Cinnamon has demonstrated positive effects on other markers of metabolic syndrome in addition to blood glucose. The antihypertensive action of cinnamon extract was successfully demonstrated in both spontaneously hypertensive rats [14] and patients with metabolic syndrome (22 men and women treated with a 500-mg extract daily for 12 weeks) [15]. Moreover, triglyceride-lowering effects with cinnamon were observed in Wistar rats fed a high-fructose diet [16] and in some clinical trials. For example, in the trial in Pakistani patients with type 2 diabetes, as outlined in the previous paragraph, serum triglycerides, LDL-cholesterol and total cholesterol were all significantly lowered [10], although these effects were not corroborated by results from a trial conducted in a less severely diabetic European population administered a comparable dose of cinnamon [17].

Russian tarragon: Artemisia dracunculus L. (Asteraceae)

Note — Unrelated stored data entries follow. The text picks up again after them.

PR #3073, opened 2021-02-10
Migration verbiage changes

develohpanda:
image

image

### DIFF
--- a/packages/insomnia-app/app/ui/components/wrapper-migration.js
+++ b/packages/insomnia-app/app/ui/components/wrapper-migration.js
@@ -77,11 +77,15 @@ const Options = ({ start, cancel }: OptionsProps) => {
   return (
     <>
       <p>
-        <strong>Would you like to migrate data from Insomnia Designer?</strong>
+        <strong>Migrate from Insomnia Designer</strong>
+      </p>
+      <p>
+        Insomnia Designer and Core are now Insomnia! Select the items below you'd like to migrate
+        from Designer.
       </p>
       <div className="text-left margin-top">
         <BooleanSetting
-          label="Use Designer Settings"
+          label="Copy Designer Application Settings"
           name="useDesignerSettings"
           options={options}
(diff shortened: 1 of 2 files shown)


packages/insomnia-app/app/ui/components/wrapper-migration.js
```diff
@@ -77,11 +77,15 @@ const Options = ({ start, cancel }: OptionsProps) => {
   return (
     <>
       <p>
-        <strong>Would you like to migrate data from Insomnia Designer?</strong>
+        <strong>Migrate from Insomnia Designer</strong>
+      </p>
+      <p>
+        Insomnia Designer and Core are now Insomnia! Select the items below you'd like to migrate
+        from Designer.
```
develohpanda, line 84: This one seems interesting; a lot of things will auto migrate but this wording implies they can only choose the three things (settings, plugins, responses).

reynolek: Are the things that would auto migrate directly associated with the 3 listed things?

develohpanda: Nope; the additional items are all the database models (which users will recognize as workspaces, requests, environments), so naturally they're not optional. These settings are just some additional options they have.

reynolek: Perhaps we can do something like "Along with the required items, you may optionally migrate the below items from Designer" or something? @nijikokun

nijikokun: Actually, thinking, we should let users have the choice of whether or not to migrate workspaces (disabling should disable responses as well)

develohpanda: INS-469

nijikokun (approved):

PR #5974, opened 2023-05-17
update test to expose bug in regex generation

Tieske:
sanitizing the path-variable name is not done correctly, as it sanitizes the entire path. So it also makes unintended changes.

In 2006, an ethanolic extract of Russian tarragon was demonstrated to have antidiabetic properties. This extract exhibited a hypoglycemic effect in both streptozotocin-induced and genetically diabetic KKAy murine models [18]. Bioactivity-guided fractionation of the extract led to the isolation of six bioactive compounds, including 4,5-di-O-caffeolquinic acid, davidigenin, 6-demethoxy-capillarison and 2′,4′-dihydroxy-4-methoxydihydrochalcone (Figure 1b) as aldose reductase inhibitors [19], and 2′,4′-dihydroxy-4-methoxydihydrochalcone, 2′,4′-dihydroxy-4′-methoxydihydrochalcone and sakuranetin as protein tyrosine phosphatase-1B inhibitors [20]. In addition, 6-demethoxycapillarisin and 2′,4′-dihydroxy-4-methoxydihydrochalcone inhibited the gene expression for a primary enzyme involved with hepatic glucose output, PEPCK (phosphoenol pyruvate carboxykinase), in liver cell cultures [21].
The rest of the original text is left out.